--- ASSIGNMENT ---
Begin the reply with the line containing "-483,57 +483,11 @@" and end it with the final line of the listing, reproducing every line between exactly and adding nothing.

####

PR #24, opened 2018-11-25
add support for rendering ipywidgets

jbweston:
Co-authored-by: Bas Nijholt <basnijholt@gmail.com>

### DIFF
--- a/jupyter_sphinx/execute.py
+++ b/jupyter_sphinx/execute.py
@@ -17,7 +17,7 @@ from IPython.lib.lexers import IPythonTracebackLexer, IPython3Lexer
 from docutils.parsers.rst import Directive, directives
 
 import nbconvert
-from nbconvert.preprocessors.execute import ExecutePreprocessor
+from nbconvert.preprocessors.execute import executenb
 from nbconvert.preprocessors import ExtractOutputPreprocessor
 from nbconvert.writers import FilesWriter
 
@@ -483,57 +483,11 @@ def contains_widgets(notebook):
     return widgets and widgets['state']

####

--- SOLUTION TO THIS EXERCISE ---
@@ -483,57 +483,11 @@ def contains_widgets(notebook):
     return widgets and widgets['state']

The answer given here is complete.